It is a little early to be definite about that. But given what we know about planning permissions and registrations, it seems unlikely that fewer than 70,000 more units will be built next year. 

This must be more dwellings than there are people to live in them, or else all the statistics about population and household formation are complete nonsense. They may be a bit wrong, but they can hardly be that wrong. Indeed, Davy Stockbrokers reckons that around half the new homes built in the last seven years must be empty, or being used as second homes. 

This also seems hard to believe, although it is clear that a lot of people have acquired second properties for themselves, and there are reports of vacant and unsold properties, at least in certain areas. Like all these kinds of things, we will not know for sure until the fat lady sings - either an aria on the joys of a soft landing, or the Gotterdammerung of a price collapse. 

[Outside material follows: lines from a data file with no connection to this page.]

PR #2423, opened 2020-08-05
[webpack-config] fix: handle empty favicons

jaulz:
Currently, there is no possibility to prevent the injection of favicons. This fix allows users to specify an empty favicon and consequently no favicon will be injected nor generated.


jaulz:
Hm, I'm not sure if that test error is related to my changes?

PR #2440, opened 2020-08-09
[xdl] Add robots as new supported user type

byCedric:
## What I did

This integrates the Robot users, as new user type, in the XDL. This PR was built on top of [the `EXPO_TOKEN` integration](https://github.com/expo/expo-cli/pull/2415).

- **Added helper method to find the "owner" of a project**
With the addition of robot users, we can't simply use `manifest.owner || user.username`. Robots don't have usernames and _must_ be used with the manifest owner property. I added a `getProjectOwner` method to "safely" fetch the project owner, and fail if there is none set when using robot users. I think I replaced all "unsafe" owner fetches, but this is good to double-check.

- **Added XDL User methods to only fetch users or robots**
When authenticated as a different user type, the CLI will exit with "This action only supports user type X". Useful to quickly block robot users on unsupported endpoints

- **Test all commands**
Done, see [this doc](https://www.notion.so/expo/Bot-Access-CLI-5c4d04e9034d45b9b9faeea106eaf7e4#6de4705942af4c4ab4f9632085855370).

## What still needs to be done

- ~~**Current credentials API doesn't support robots**~~
~~This is a blocker for running the `$ expo build:*` commands. We need the credentials to start the builds.~~

- ~~**Move integration to EAS**~~
~~After we finished the integration in Expo CLI, I'll work on moving it over to EAS.~~ 
[See PR #108](https://github.com/expo/eas-cli/pull/108)

# Test Plan

**To test manually**
- Create a robot user for your account (see GraphQL query below, not yet available on website)
- Create an access token for your robot user ([using this link](https://staging.expo.io/settings/access-tokens))
- Try smoke testing commands with `EXPO_TOKEN=<robot-token> expo ...` (e.g. `expo whoami`, [this doc contains all tested commands by me](https://www.notion.so/expo/Bot-Access-CLI-5c4d04e9034d45b9b9faeea106eaf7e4#6de4705942af4c4ab4f9632085855370))

<details>
<summary>Create a robot with graphql mutation</summary>
<pre>
mutation {
  robot {
    createRobotForAccount(
      accountID: "{id}"
      robotData: { name: "GLaDOS" }
      permissions: PUBLISH
    ) {
      id
      firstName
    }
  }
}
</pre>
</details>


packages/expo-cli/src/projects.ts
```diff
@@ -50,4 +51,25 @@ async function ensureProjectExistsAsync(
...
+ * This will validate if the owner field is set when using a robot account.
+ */
+function getProjectData(
+  user: User | RobotUser,
+  exp: ExpoConfig
+): Pick<ProjectData, 'accountName' | 'projectName'> {
+  if (user.kind === 'robot' && !exp.owner) {
+    throw new CommandError(
+      'ROBOT_OWNER_ERROR',
+      'The "owner" manifest property is required when using robot users.'
```
fson, line 65: Maybe add a link to https://docs.expo.io/versions/latest/config/app/#owner?

packages/expo-cli/src/projects.ts
```diff
@@ -50,4 +51,25 @@ async function ensureProjectExistsAsync(
...
+    );
+  }
+
+  return {
+    accountName: exp.owner || user.username,
+    projectName: exp.slug,
+  };
```
fson, line 72:
```suggestion
  return exp.owner || user.username;
```
I'd rename this function to `getProjectOwner(user: User | RobotUser, exp: ExpoConfig): string` and only return the project owner. Why? These "bag of fields" functions tend to grow beyond their original intended purpose: they'll be changed to return more fields and will be used to get these fields even if there's a more direct way to get them. A historical example of this:
https://github.com/expo/expo-cli/blob/cd782b4c5b580f0aaaa03229e174b7657bf26a4a/packages/xdl/src/Exp.ts#L314-L316

(Another way to view this is adhering to the "single-responsibility principle".)

Also the `exp.owner || user.username` expression is repeated in many places and it will be useful to have a focused function that can be called to do it. (That also does the check for robots.)

byCedric: Good idea, I renamed it!

packages/expo-cli/src/projects.ts
byCedric: Done!

packages/expo-cli/src/commands/client/index.ts
```diff
@@ -202,13 +202,13 @@ export default function (program: Command) {
         }
 
         let email;
-        if (user) {
+        if (user && user.kind === 'user') {
```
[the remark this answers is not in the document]
byCedric: I did this because typescript doesn't like the alternatives 😅   With the robot user we have 2 types of users, both having the `.kind` property. It also infers the type when using this property. If you use a property that's only defined in a single type, without guarding, it will complain that it might not exist.

Screenshot 2020-08-26 at 15 58 57

Even if you use `if (user && (user as User).email)` or just `if ((user as User)?.email)` it complains later on:

Screenshot 2020-08-26 at 15 59 15

Which is why I used the `.kind` here 😄

byCedric:
After this is merged, I can move it over to EAS!

brentvatne (approved):

EvanBacon (approved):

PR #2462, opened 2020-08-14
[config] allow scheme arrays

EvanBacon:
# Why 

- Some apps will need multiple uri schemes, some also need the ability to add platform specific uri schemes.
- Turtle v1 would add the bundle ID or package name to the native build to enable Google auth compliance by default. Losing this feature would add a fair amount of confusion to future native builds. It's also harder to test how your standalone app works via your ejected app if they have different redirect URIs. 

# How

- Allow `scheme` to be an array or a string
- Add support for `ios.scheme` and `android.scheme`
- Append the `ios.bundleIdentifier` and `android.package` values to the list of native schemes for each respective platform.

# Test Plan

- I updated the unit tests to test for bundle ID and package name getting added, string vs string array, and ensuring that platform URIs don't mix.


giautm:
Hi @EvanBacon , Expo's Doctor said:
```
Error: Problem validating fields in app.json. See https://docs.expo.io/workflow/configuration/
 • Field: scheme - should be string.
```

Alberto-Pouch:
when release?

PR #2474, opened 2020-08-18
[expo-cli] Only run expo service checks from the doctor command

byCedric:
I did 2 things here:

1. This makes _absolutely_ sure the Expo services check is only executed with `$ expo doctor` and not commands like `$ expo start` or `$ expo publish`.
2. Disabled the `exp.host` check, people report on the forum that this might be intermittent issues. Eventually, I could randomly reproduce this locally.


brentvatne:
thanks for the quick turnover here :)

PR #2481, opened 2020-08-20
[expo-cli][xdl] Skip SDK version validation for eas:build

brentvatne:
You may want to run this in an app created with `npx react-native init` and you will not have an Expo SDK version in that context, so we should support that.

### DIFF
--- a/packages/expo-cli/src/credentials/context.ts
+++ b/packages/expo-cli/src/credentials/context.ts
@@ -106,7 +106,9 @@ export class Context {
     this._nonInteractive = options.nonInteractive;
 
     // Check if we are in project context by looking for a manifest
-    const status = await Doctor.validateWithoutNetworkAsync(projectDir);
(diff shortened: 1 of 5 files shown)


packages/expo-cli/src/credentials/context.ts
```diff
@@ -106,7 +106,9 @@ export class Context {
     this._nonInteractive = options.nonInteractive;
 
     // Check if we are in project context by looking for a manifest
-    const status = await Doctor.validateWithoutNetworkAsync(projectDir);
+    const status = await Doctor.validateWithoutNetworkAsync(projectDir, {
+      skipSDKVersionRequirement: true,
+    });
     if (status !== Doctor.FATAL) {
       const { exp } = getConfig(projectDir);
```
wkozyra95, line 113:
```suggestion
      const { exp } = getConfig(projectDir, { skipSDKVersionRequirement: true });
```

PR #2494, opened 2020-08-24
fixed #2489

### LINKED ISSUE #2489: Expo CLI - expo start from powershell, expo-cli cant find my device.
## Description

In powershell we need to escape @ symbol with quatiton mark. And avd device names starts with @ symbol.
Here I described with a simple screenshot. 

## Expected Behavior

I expected to open my android virtual device

## Observed Behavior

expo-cli said

```
emulator: ERROR: No AVD specified. Use '@foo' or '-avd foo' to launch a virtual device named 'foo'
```

## Reproducible Demo

Just run expo-cli from powershell
image

here you can see. The first one is the command executed by expo-cli  but The second command that I edited, worked successfully

c8rdev:
please test it.


brentvatne:
I tested this locally and it does not work on macOS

But, if we may not be sure what drives the house-building boom, we have a very good idea of what is being driven by it - a large chunk of economic growth. This was very clear from last week's figures for such growth in the second quarter of the year. 

The scale of house-building in 2004 translated into a 20pc increase in construction in the April-June period compared with the same period last year. It is a spectacular rate of growth, and all the more spectacular when one considers the importance of construction in the whole economy. 

On CSO figures, construction made up a quarter of the 4.1pc year-on-year growth in national income (GNP). On other figures, it is even higher. If we take a shorter snapshot, starting in 2003 rather than the CSO statistical base of 1995, then half the growth came from construction - most of it housing.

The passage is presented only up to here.